Dallas Blanchard, author of Religious Violence and Abortion, has studied the profiles of those arrested for violent acts against clinics. He says they are split between long time activists, frustrated at their lack of success and those with only a short-term involvement in the movement who are hungry for celebrity or martyrdom. “I think the violence in the future will continue to come from both directions,” Blanchard says. “The dam has a hole in it now.” This “hole” will be filled to some extent by the recent Supreme Court ruling that allows abortion clinics to invoke the Federal racketeering law in suing violent anti-abortion groups for damages. The recently passed FACE Bill – Federal Access To Clinic Entrances – which makes it a federal offense to block people’s access to the clinics should help, too. But they are not enough. For terrorists who believe they are doing “God’s work,” the laws of the state are mere obstacles on the road to salvation.

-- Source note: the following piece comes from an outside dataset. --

PR #90, opened 2021-01-21
Remove .eslintcache from repo and fix about version number

wiryfuture:
`.eslintcache` is already in `.gitignore` but it's still in the repo meaning it still gets fetched from the repo when downloaded it; we should just remove it from the repo.


wiryfuture:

There is a method to their madness. They know that without providers there is no such thing as choice; legal abortion is merely theoretical if there is no one willing and technically capable of doing the procedure. Many of the early physicians, whose commitment was formed by the experience of having women die in their arms or in hospital emergency rooms from botched abortions, have died off or are on the verge of retiring. The increasing number of physicians unwilling to perform the procedure because of harassment, or lack of commitment and the dearth of medical schools willing to train residents has resulted in the need for traveling doctors, like David Gunn.
To counteract this I have made one small step. A gynecological resident training program has begun at CHOICES in conjunction with a major New York City hospital. We will be teaching young physicians the history of abortion and training them to perform first-and-second-trimester procedures. Within the curriculum there will be a lecture on how to search their facilities for bombs, the pros and cons of gun ownership, and where to buy bulletproof vests.
Merle Hoffman is publisher/editor-in-chief of On The Issues magazine and founder/president of both Choices Women’s Medical Center, Inc., and Choices Mental Health Center.